Egyptians: continuity and permanence (security)

The Egyptians lived by the Nile. A river that always with it's flooding caused rebirth and new life this was a continuing process and the only thing permanent about it was that it always flooded and it always caused things to be new. It makes sense then that the Egyptians would be obsessed with permanence making something that would always be there when everything else along the shore always changed. Humans need a sense of security even if they find it in the continuing existence of a monolithic pyramid. The desert sand also always changed with all of it's storms. So, once again making something that would stand up to the desert wind and the test of time may be desirable for the Egyptians. And the pyramid was the perfect shape to stand up to anything.
The film we watched told a story of a fictional character who made his life to understand the building of the great pyramid in Giza. And when he finally did he realized that what he spent his life doing had made him indestructible along with the king. That his work had made him a permanent fixture like the king. That now he too would enjoy the fruits of the life here after with his king. It may very well be the case that the king's workers felt they too had eternal life because of their work on the pyramid. This sense of belonging and eternity likely also came from a desire for permanence, continuity, and security. Secure in the belief their work had not been for nothing. That it would always stand as a testament to their labor. No matter how many times the desert changed it's surface or the Nile it's width.
Basically, what I hope to make clear is that society needs security. A sense of continuity and permanence to establish itself. And that symbolically and literally the work of the great pyramids did that. If people spend too much time worrying about death and where their next meal is coming from organized community will not have a chance to take place. The building of the great pyramid represented the promise of the afterlife. Relieving people of the fear of death. Representing also the fruits of a great society that had great abundance. Whose people did not miss a meal. Who did not worry about food or shelter. Who always had what they needed. And it was delivered to them by the community that had made itself apart of building the pyramid.

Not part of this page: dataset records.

Issue #908, opened 2016-04-14
Races between readdir/getdents64 and name access.


verygreen:
Currently borg reads the directory content, then iterates the names, does lstat on them and calls a processing function based on a file type.
This is racy as between lstat and open/whatever inside of the `Archive.process_*` method somebody might come in and replace the underlying file (atomically via rename, or via delete + new create).

If the scandir code in #905 is also extended to its logical conclusion and would skip lstat altogether, using file type to determine what process method to call, the race window would extend even more since there might be significant time passing between reading the directory and actually getting into some of the files later in the output.
Additional races are possible even inside of the process methods, some of which are documented in #906 

I suspect the correct way to deal with this would be to pass in inode number into the `process_*` method.
The very first thing such method would then do is to open the name presented (with possible exception of process_symlink, since symlinks cannot be opened).
Code needs to be prepared to get ENOENT on open/readlink. if this happens, this should be handled as if this name was not even in the readdir list (since we lost the race to access it anyway).
Once the open is done, fstat on the file descriptor will tell us if inode number has changed and along with it the file type so that we might need to call another processing function (if we can pass an open fd there, we can totally avoid additional racing there).
The rest of the processing function needs to keep using fd-based accesses since in a live filesystem a file name might start point to a different location at any moment and assuming it's always the same inode is unsafe.

Additional problem is present in `Archiver._process` method for the directory handling.
Upon noticing that we are dealing with a directory, first archive.process_directory is called on the file name, second, we do readdir or scandir on it, bt by the time we get to it, the directory might disappear (which is ok, I guess, we'll just have an entry for an empty dir), or it might be replaced with another file type (also ok, I guess, we still get the empty dir in the archive) or it might be replaced by another dir - this is more problematic as we'd then proceed to insert wrong dir content into the archive which might pose problems starting from just inconsistent data in the archive and then security issues (imagine if the first scan had permissible access, but by the time we got to read the contents - we got one that was a lot more restrictive).
Finally even worse variation of this would be file-replacement - since iteration is happening with the full path every time (yuck), if I have
/path/dir1/file1
/path/dir2/file1
and I rename dir2 to dir1 just at the right time, I am backing up wrong file1 while processing dir1 and I am none the wiser.
The fix here would be to move all the iterating into process_dir().
it would start as usual with open (O_DIRECTORY), then once we have that fd, we are golden, we just need to use fgetdirents64 so that we read this directory at the fd not at some inconclusive path.
[...]

Issue #906, opened 2016-04-14
Racy extended attributes querying.


verygreen:
While doing some unrelated stracing in #905 I noticed that the EA querying is racy and also suboptimal:

```
lstat("/mnt/test/1019429875\n", {st_mode=S_IFREG, st_size=16, ...}) = 0
open("/mnt/test/1019429875\n", O_RDONLY|O_NOATIME|O_CLOEXEC) = 5
fstat(5, {st_mode=S_IFREG, st_size=16, ...}) = 0
fstat(5, {st_mode=S_IFREG, st_size=16, ...}) = 0
ioctl(5, TCGETS, 0x7ffc41602cd0)        = -1 ENOTTY (Inappropriate ioctl for device)
fstat(5, {st_mode=S_IFREG, st_size=16, ...}) = 0
lseek(5, 0, SEEK_CUR)                   = 0
read(5, "\363C\303<\0\0\0\00010194298", 8388608) = 16
fadvise64(5, 0, 16, POSIX_FADV_DONTNEED) = 0
close(5)                                = 0
llistxattr("/mnt/test/1019429875\n", NULL, 0) = 0
getxattr("/mnt/test/1019429875\n", "system.posix_acl_access", 0x0, 0) = -1 ENODATA (No data available)
getxattr("/mnt/test/1019429875\n", "system.posix_acl_default", 0x0, 0) = -1 ENODATA (No data available)
```

llistxattr is racy and should be flistxattr BEFORE we close the file to be 100% sure the data and attributes are from the same file.
getxattr is even more wrong as it would not work correctly on symlinks too, reading the attrs from the symlink target, not symlink itself besides the actual race.

verygreen:
The suboptimallness is in doing llistxattr, and then even despite it returning empty list, still trying to fetch some extended attributes that we now know are not really there. (hm, is this just a platform-dependent thing and on other OSes listxattr would not return ACLs and the like?)

enkore:
Borg has generic xattr support (i.e. it listxattrs all attrs, then saves them), but also specific support for ACLs which are queried separately via acl_XXX functions -- those are probably making the getxattr system.posix_acl_default etc. calls.

enkore:
A related race is found in xattr.get_all: https://github.com/borgbackup/borg/blob/1.0-maint/borg/xattr.py#L28

[...]

PR #1037, opened 2016-05-11
Windows file permissions

Anakonda:
Get and set DACL and owner for files and folders.

Setting owner seems to require administrator.

### DIFF
--- a/borg/constants.py
+++ b/borg/constants.py
@@ -1,7 +1,7 @@
 # this set must be kept complete, otherwise the RobustUnpacker might malfunction:
 ITEM_KEYS = set([b'path', b'source', b'rdev', b'chunks', b'hardlink_master',
                  b'mode', b'user', b'group', b'uid', b'gid', b'mtime', b'atime', b'ctime',
-                 b'xattrs', b'bsdflags', b'acl_nfs4', b'acl_access', b'acl_default', b'acl_extended', ])
+                 b'xattrs', b'bsdflags', b'acl_nfs4', b'acl_access', b'acl_default', b'acl_extended', b'win_dacl'])
 
 ARCHIVE_TEXT_KEYS = (b'name', b'comment', b'hostname', b'username', b'time', b'time_end')
 ITEM_TEXT_KEYS = (b'path', b'source', b'user', b'group')
--- a/borg/platform_windows.pyx
+++ b/borg/platform_windows.pyx
@@ -1,3 +1,5 @@
+#cython: language_level=3
+
 import json
 from libc.stddef cimport wchar_t
 from libc.stdint cimport uint16_t, uint32_t, uint64_t
@@ -9,16 +11,19 @@ from .helpers import safe_decode, safe_encode
 
 API_VERSION = 2
 
+
 cdef extern from 'stdlib.h':
     void free(void* ptr)
     void* malloc(size_t)
     void* calloc(size_t, size_t)
+
 
 cdef extern from 'Python.h':
     wchar_t* PyUnicode_AsWideCharString(object, Py_ssize_t *)
     object PyUnicode_FromWideChar(const wchar_t*, Py_ssize_t)
     void* PyMem_Malloc(int)
     void PyMem_Free(void*)
+
 
 cdef extern from 'windows.h':
     ctypedef int HLOCAL
@@ -36,6 +41,9 @@ cdef extern from 'windows.h':
     DWORD GetLastError();
     void SetLastError(DWORD)
 
+    DWORD FormatMessageW(DWORD, void*, DWORD, DWORD, wchar_t**, DWORD, void*)
+
+
     BOOL InitializeSecurityDescriptor(BYTE*, DWORD)
 
     BOOL LookupAccountNameW(LPCTSTR, LPCTSTR, PSID, LPDWORD, LPCTSTR, LPDWORD, LPDWORD)
@@ -43,6 +51,7 @@ cdef extern from 'windows.h':
 
     cdef extern int ERROR_INSUFFICIENT_BUFFER
     cdef extern int ERROR_INVALID_SID
+    cdef extern int ERROR_NONE_MAPPED
 
     cdef extern int OWNER_SECURITY_INFORMATION
     cdef extern int GROUP_SECURITY_INFORMATION
@@ -58,6 +67,11 @@ cdef extern from 'windows.h':
     cdef extern int PROTECTED_DACL_SECURITY_INFORMATION
 
     cdef extern int SECURITY_DESCRIPTOR_MIN_LENGTH
+
+    cdef extern int FORMAT_MESSAGE_ALLOCATE_BUFFER
+    cdef extern int FORMAT_MESSAGE_FROM_SYSTEM
+    cdef extern int FORMAT_MESSAGE_IGNORE_INSERTS
+
 
 cdef extern from 'accctrl.h':
     ctypedef enum _SE_OBJECT_TYPE:
@@ -80,6 +94,7 @@ cdef extern from 'accctrl.h':
 
     DWORD GetExplicitEntriesFromAclW(_ACL*, uint32_t*, _EXPLICIT_ACCESS_W**)
 
+
 cdef extern from 'Sddl.h':
     ctypedef int* LPBOOL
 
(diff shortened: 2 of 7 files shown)


borg/constants.py
```diff
@@ -1,7 +1,7 @@
 # this set must be kept complete, otherwise the RobustUnpacker might malfunction:
 ITEM_KEYS = set([b'path', b'source', b'rdev', b'chunks', b'hardlink_master',
                  b'mode', b'user', b'group', b'uid', b'gid', b'mtime', b'atime', b'ctime',
-                 b'xattrs', b'bsdflags', b'acl_nfs4', b'acl_access', b'acl_default', b'acl_extended', ])
+                 b'xattrs', b'bsdflags', b'acl_nfs4', b'acl_access', b'acl_default', b'acl_extended', b'dacl'])
```
ThomasWaldmann: does it make sense to name it win_dacl to make clear it is for windows?

borg/platform_windows.pyx
```diff
@@ -0,0 +1,295 @@
+from __future__ import absolute_import
```
ThomasWaldmann: you don't need that, it is mandatory in python3.

borg/platform_windows.pyx
```diff
@@ -0,0 +1,295 @@
...
+    SetNamedSecurityInfoW(cstrPath, SE_FILE_OBJECT, DACL_SECURITY_INFORMATION, NULL, NULL, newDACL, NULL)
+
+    for i in range(0, len(pyDACL)):
+        if pyDACL[i]['user']['name'] == '' or numeric_owner:
+            LocalFree(<HLOCAL>ACEs[i].Trustee.ptstrName)
+        else:
+            PyMem_Free(ACEs[i].Trustee.ptstrName)
+    free(ACEs)
+    PyMem_Free(cstrPath)
+    LocalFree(<HLOCAL>newDACL)
```
ThomasWaldmann: in general: some prints / TODOs left. maybe use a logger?

doesn't such code already exist somewhere? there is a pywin32 package, maybe other 3rd party packages for windows on pypi - did you check them?

enkore: pywin32 is a pretty thin wrapper (unless I missed some high level abstractions); it could still save some code though.

borg/platform_windows.pyx
enkore: No, it should work ok without the future import.

borg/platform_windows.pyx
```diff
@@ -0,0 +1,295 @@
...
+    ConvertSidToStringSidW(sid, &sidstr)
+    ret = PyUnicode_FromWideChar(sidstr, -1)
+    LocalFree(<HLOCAL>sidstr)
+    return ret
+
+def get_owner(path):
+    cdef int request = OWNER_SECURITY_INFORMATION
+    cdef BYTE* sd = _get_file_security(path, request)
+    if sd == NULL:
+        return 'unknown', 'unknown'
```
enkore: The first is human name, the secont the SID? Then the second should be the null SID instead of "unknown" I think.

borg/constants.py
enkore: Yes, "bsdflags" also has a prefix.

enkore:
(A more general remark)

I think in line with #906, #908 and related issues we should try to use file descriptor / handle based operations in favour of path-based operations to avoid various race conditions and inconsistencies when files are replaced during a backup run.

Nothing -yet- for this PR, since the framework around the code isn't ready for it and I'd like those changes to happen in master first (since all platforms benefit). Windows can then use the _get_osfhandle API to retrieve the object backing a file descriptor of the CRTs POSIX-like API (open etc). And that can be used with the usual object-oriented Windows functions (e.g. GetUserObjectSecurity instead of GetFileSecurity)

enkore:
pywin32 won't come to MSYS2 it seems so let's just go down this route.

Anakonda:
Already tried py2exe and cx_freeze to make executable before making my own script.

Leaving MSYS2 means using MSVC. Borg(_hasindex.c) doesn't compile with MSVC and I really don't want to go there.

borg/platform_windows.pyx
```diff
@@ -0,0 +1,295 @@
...
+
+cdef PSID _get_file_security(filename, int request):
+    cdef DWORD length = 0
+    # N.B. This query may fail with ERROR_INVALID_FUNCTION
+    # for some filesystems.
+    cdef wchar_t* wcharfilename = PyUnicode_AsWideCharString(filename, NULL)
+    if wcharfilename == NULL:
+        print 'filename is NULL'
+    GetFileSecurityW(wcharfilename, request, NULL, 0, &length)
+    if GetLastError() == 122:
```
enkore: Use the constant (ERROR_INSUFFICIENT_BUFFER) instead

borg/platform_windows.pyx
```diff
@@ -0,0 +1,295 @@
...
+    cdef BYTE* sd = _get_file_security(path, request)
+    if sd == NULL:
+        return 'unknown', 'unknown'
+    cdef PSID sid = _get_security_descriptor_owner(sd)
+    if sid == NULL:
+        print 'sid is null'
+        return 'unknown', 'unknown'
+    name, domain, sid_type = _look_up_account_sid(sid)
+    free(sd)
+    if domain != '' and domain.lower() != platform.node().lower() and domain != 'BUILTIN':
```
ThomasWaldmann: if domain and ...

borg/platform_windows.pyx
Anakonda: I get `AttributeError: module 'borg.platform' has no attribute 'node'` without it

enkore: Found it. We need to add `language_level=3` to the cython_compiler() call in setup.py to enable PY3 source level by default.

Anakonda:
Did force push with the changes.
Also removed the selftest as it fails.

ThomasWaldmann:
history editing makes review harder  - maybe keep that to the very end, after review.

borg/platform_windows.pyx
```diff
@@ -0,0 +1,291 @@
...
+    cdef wchar_t* name = <wchar_t*>malloc((SIZE) * sizeof(wchar_t))
+    cdef wchar_t* domain = <wchar_t*>malloc((SIZE) * sizeof(wchar_t))
+    cdef DWORD cch_name = SIZE
+    cdef DWORD cch_domain = SIZE
+    cdef uint16_t sid_type = <uint16_t>0
+
+    cdef BOOL ret = LookupAccountSidW(NULL, sid, name, &cch_name, domain, &cch_domain, &sid_type)
+    if ret == 0:
+        lasterror = GetLastError()
+        if lasterror == 1332:
```
enkore: Use the constant instead

borg/platform_windows.pyx
```diff
@@ -0,0 +1,291 @@
...
+    # for some filesystems.
+    cdef wchar_t* wcharfilename = PyUnicode_AsWideCharString(filename, NULL)
+    if wcharfilename == NULL:
+        print 'filename is NULL'
+    GetFileSecurityW(wcharfilename, request, NULL, 0, &length)
+    if GetLastError() == ERROR_INSUFFICIENT_BUFFER:
+        SetLastError(0)
+    else:
+        print '_get_file_security failed. Windows error:', GetLastError()
+        return NULL
```
enkore: To make error handling easier you could define a function like this:

```py
def raise_error(failed_api='', path=''):
    cdef wchar_t *error_message
    error = GetLastError()
    if not error:
        return
    FormatMessageW(FORMAT_MESSAGE_ALLOCATE_BUFFER | FORMAT_MESSAGE_FROM_SYSTEM | FORMAT_MESSAGE_IGNORE_INSERTS,
                   0, error, 0, <wchar_t*> &error_message, 0, 0)
    error_string = PyUnicode_FromWideChar(error_message, -1)
    error_string = (failed_api + ': ' + error_string).strip()
    if path:
        raise OSError(error, error_string, path)
    else:
        raise OSError(error, error_string)
```

(untested)

enkore:
To make error handling easier you could define a function like this:

```py
def raise_error(failed_api, path=''):
    cdef wchar_t *error_message
    error = GetLastError()
    if not error:
        return
    FormatMessageW(FORMAT_MESSAGE_ALLOCATE_BUFFER | FORMAT_MESSAGE_FROM_SYSTEM | FORMAT_MESSAGE_IGNORE_INSERTS,
                   0, error, 0, <wchar_t*> &error_message, 0, 0)
    error_string = PyUnicode_FromWideChar(error_message, -1)
    LocalFree(error_message)
    error_string = (failed_api + ': ' + error_string)
    if path:
        raise OSError(error, error_string, path)
    else:
        raise OSError(error, error_string)
```

(untested)

And then you could use it like

```py
SomeApiCall(filename)
raise_error('SomeApiCall', filename)
```

And get exceptions like `OSError [Errno 1234] SomeApiCall: The requested foo did not bar: 'C:/Windows/xyz'`

borg/platform_windows.pyx
```diff
@@ -0,0 +1,291 @@
...
+    cdef uint32_t length
+    cdef _EXPLICIT_ACCESS_W* ACEs
+
+    GetExplicitEntriesFromAclW(DACL, &length, &ACEs)
+
+    pyDACL = []
+    cdef PSID newsid
+    cdef uint32_t domainlength
+    cdef uint32_t sid_type
+    for i in range(0, length):
```
enkore: `range(0, x)` = `range(x)`

borg/platform_windows.pyx
```diff
@@ -0,0 +1,291 @@
...
+            continue
+        permissions = {'user': {'name': name, 'sid': sidstr}, 'permissions': (ACEs[i].grfAccessPermissions, ACEs[i].grfAccessMode, ACEs[i].grfInheritance)}
+        pyDACL.append(permissions)
+    item[b'win_dacl'] = safe_encode(json.dumps(pyDACL))
+
+    free(SD)
+    LocalFree(<HLOCAL>ACEs)
+
+def acl_set(path, item, numeric_owner=False):
+    if b'dacl' not in item:
```
enkore: `b'win_dacl'`

borg/platform_windows.pyx
```diff
@@ -0,0 +1,291 @@
...
+        return
+
+    pyDACL = json.loads(safe_decode(item[b'win_dacl']))
+    cdef _EXPLICIT_ACCESS_W* ACEs = <_EXPLICIT_ACCESS_W*>calloc(sizeof(_EXPLICIT_ACCESS_W), len(pyDACL))
+    cdef wchar_t* temp
+    cdef PSID newsid
+    for i in range(0, len(pyDACL)):
```
enkore: `range(0, x)` = `range(x)`

borg/platform_windows.pyx
```diff
@@ -0,0 +1,291 @@
...
+            ACEs[i].Trustee.ptstrName = PyUnicode_AsWideCharString(pyDACL[i]['user']['name'], NULL)
+        ACEs[i].grfAccessPermissions = pyDACL[i]['permissions'][0]
+        ACEs[i].grfAccessMode = pyDACL[i]['permissions'][1]
+        ACEs[i].grfInheritance = pyDACL[i]['permissions'][2]
+    cdef _ACL* newDACL
+    SetEntriesInAclW(len(pyDACL), ACEs, NULL, &newDACL)
+    cdef wchar_t* cstrPath = PyUnicode_AsWideCharString(path, NULL)
+    SetNamedSecurityInfoW(cstrPath, SE_FILE_OBJECT, DACL_SECURITY_INFORMATION, NULL, NULL, newDACL, NULL)
+
+    for i in range(0, len(pyDACL)):
```
enkore: `range(0, x)` = `range(x)`

enkore:
Some nitpicks in the code, and the error handling, otherwise it looks good from the code. Have to try it :)

borg/platform_windows.pyx
```diff
@@ -0,0 +1,291 @@
...
+    DWORD SetEntriesInAclW(unsigned int, _EXPLICIT_ACCESS_W*, PACL, _ACL**)
+
+cdef PSID _get_file_security(filename, int request):
+    cdef DWORD length = 0
+    # N.B. This query may fail with ERROR_INVALID_FUNCTION
+    # for some filesystems.
+    cdef wchar_t* wcharfilename = PyUnicode_AsWideCharString(filename, NULL)
+    if wcharfilename == NULL:
+        print 'filename is NULL'
+    GetFileSecurityW(wcharfilename, request, NULL, 0, &length)
```
enkore: if filename is NULL it should return? Since PyUnicode_AsWideCharString will already raise MemoryError no need to do extra error handling; as soon as control returns to the Python interpreter (after leaving the cdef) the exception will be propagated.

borg/platform_windows.pyx
enkore: Missing a `PyyMem_Free(wcharfilename)` here

ThomasWaldmann:
btw, after review of this is finished and it is merged into windows branch, I guess it would make sense to maybe rebase the windows branch upon then-current master - before we start doing global changes in master (see the open stuff for 1.1 milestone).

borg/platform_windows.pyx
```diff
@@ -190,6 +225,7 @@ def set_owner(path, owner, sidstring = None):
         domainlength = 0
         LookupAccountNameW(NULL, temp, newsid, &length, NULL, &domainlength, &sid_type)
         if GetLastError() != 0:
+            raise_error('LookupAccountNameW', owner)
             PyMem_Free(temp)
             return
```
ThomasWaldmann: it doesn't look like it is ever coming back from raise_error. so, first free the memory?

So, I'm suggesting the great pyramid was a manifestation of what the Egyptians had made for themselves. A society that always had food provided to them by the rich soil on the shore of the always flooding Nile. A society that wanted for nothing even though desert surrounded them.
A people that embodied themselves in the icon of their king and his tomb. But it was more then a tomb. It was the mark of a society that overcame it's ever changing world and found permanence. Just like the unmoving polar stars they obsessed over in the sky.